The Schuylers all remained in Hampstead the winter after Gertie’s marriage, and our little town was the pleasanter and gayer for it. Only one sad thing occurred,—and that, the death of poor Tom, which took place about Christmas time, when we were hanging our garlands of evergreens in the church and making ready for our annual festival. I was sitting by Gertie working upon the same wreath, when the news was brought to us, and I saw the tears, which came with a rush to her eyes, and knew she was thinking of the hopeless love which had, no doubt, shortened poor Tom’s life.
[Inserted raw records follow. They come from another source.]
PR #1550, opened 2018-08-23
Make redirect to pub site available for all handlers.

isoos:
Part of https://github.com/dart-lang/pub-dartlang-dart/issues/1534

### DIFF
--- a/app/lib/shared/handler_helpers.dart
+++ b/app/lib/shared/handler_helpers.dart
@@ -28,6 +28,7 @@ Future runHandler(Logger logger, shelf.Handler handler,
     handler = _sanitizeRequestWrapper(handler);
   }
   handler = _redirectToHttpsWrapper(handler);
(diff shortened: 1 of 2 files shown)


app/lib/shared/handler_helpers.dart
```diff
@@ -85,6 +86,20 @@ shelf.Handler _userAuthParsingWrapper(shelf.Handler handler) {
   };
 }
 
+shelf.Handler _redirectToPubSiteWrapper(shelf.Handler handler) {
+  return (shelf.Request request) async {
+    final host = request.requestedUri.host;
+    final shouldRedirect =
+        (host == 'www.dartdocs.org') || (host == 'dartdocs.org');
```
sortie: ()'s are not needed and don't add clarity.

isoos:
> But seems you dropped this CL?

It was less work to make the other CL work (with tests) than fix these tests.

Issue #1553, opened 2018-08-27
Search could be more 'fuzzy'


mit-mit:
The search term is matched as-typed to the title, so for example a search for 'location' as an attempt to get packages that perform geolocation ends up showing a bunch of poorly scored packages:
https://pub.dartlang.org/packages?q=location

I think we should include hits in the package description and API surface to a higher degree.

isoos:
On that search result page, which packages should be promoted up/down? Maybe it is not necessary the description or API surface that needs to be promoted more, rather the exact word matches vs. part-of-the-bigger-word matches?

mit-mit:
I would have expected `geolocated` with score 96 and `firestore_helpers` with score 90 to be higher in the sorted results, given their high scores and the fact that they have `location` in their descriptions.

isoos:
I've tracked this down to an implementation detail of our `TokenIndex.lookupTokens`, which uses Inverse Document Frequency to weight tokens that we look up. In this specific case, it will weight the term `geolocation` about 60% more than the exact query `location`, because the former is less frequently used in the corpus of text that are in the index.

I'm a bit undecided how to fix that, will need to experiment a bit with different tuning.

isoos:
FYI: The above change has been landed and deployed, but the result page didn't improve too much. An internal detail shows that the text-only search has very low score for e.g. `firestore_helpers`, I'm going to debug it further why it can be the case.

isoos:
The change has been deployed, and the results seem to be a bit better. wdyt @mit-mit ?

mit-mit:
Yes, this looks OK now, closing
https://pub.dartlang.org/flutter/packages?q=location&api=0

PR #1558, opened 2018-08-28
Remove IDF weight from token weights.

isoos:
- fixes the `location` vs. `geolocation` issue in https://github.com/dart-lang/pub-dartlang-dart/issues/1553
- other search results seem to be fine with the change


sortie:
Okay, I understand a bit better after reading #1553 more carefully.

PR #1569, opened 2018-08-30
Don't use dartdoc (HTTP) client in frontend.

isoos:
As we are serving dartdoc files from the frontend, there is no reason to query the dartdoc service from there. I think the other services could also need to get migrated to direct backend use.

“Tell Gertie,” he said to his sister, when the death-sweat was on his brow, and his utterance was thick and indistinct; “tell Gertie I loved her till the last, and blessed her with my dying breath, for she helped make me a man. But for her I should fill a drunkard’s grave and meet a drunkard’s doom. She warned me of my peril; she led me back from the brink of ruin; and if I am saved, as I hope to be, I shall be a star in her crown of glory, as the sinner whom she converted from his evil ways. Heaven bless her, and Godfrey, too; they are worthy of each other.”
These were Tom’s last words, and Gertie cried as if her heart would break when Rosamond repeated them to her the week after Tom’s funeral when she came to say good-by. They were going away from the Ridge House, Rosamond said, and the place was for sale. She wished Godfrey would buy it; she would rather see him and Gertie there than strangers, who had never known or cared for her and her mother.
The idea of a home of her own was a pleasant one to Gertie, and a few days after Godfrey rode up to the Ridge to confer with Mrs. Barton. But another had been before him and bought the place, and some time in February was to take possession.
Godfrey’s horse never galloped a distance of two miles and a half more swiftly than on that day when his rider was charged with so important news.
“Gertie, Gertie, I say, where are you? Look here!” he exclaimed, as he bolted into the room where she was sitting. “Guess how the rector proposes to keep Lent! What cross is he going to bear!”
Gertie could only look at him in surprise, while he went on:
“He has bought the Ridge House, and is going to take a wife, just before Ash-Wednesday! Think of Alice Creighton running a sewing society and having a church sociable!”
It was as Godfrey said, Alice was to be Rev. Mrs. Marks, and live at the Ridge House, which her money bought, and the fitting up of which she came to superintend a few days after the story was out. She had written to me asking permission to stop with us while she remained in Hampstead, and I was expecting the little lady, when both Gertie and Godfrey interfered, and begged so hard for her to stop with them that she yielded to their entreaties and went to Schuyler Hill, where Godfrey nearly teased her life out of her, and was far more attentive to her than he had been during the short period of his engagement. Even Mr. Marks himself was scarcely more interested than Godfrey in the house, which Alice furnished in accordance with her own extravagant notions.
“It was not as if she was poor and dependent upon her husband’s salary,” she said, and so she made a little palace of a home for her future lord, who assented to whatever she suggested, and seemed so excited and absent-minded after she was gone, that we were glad when toward the last of February a young student from New York came up to officiate at St. Luke’s while the rector took a short vacation.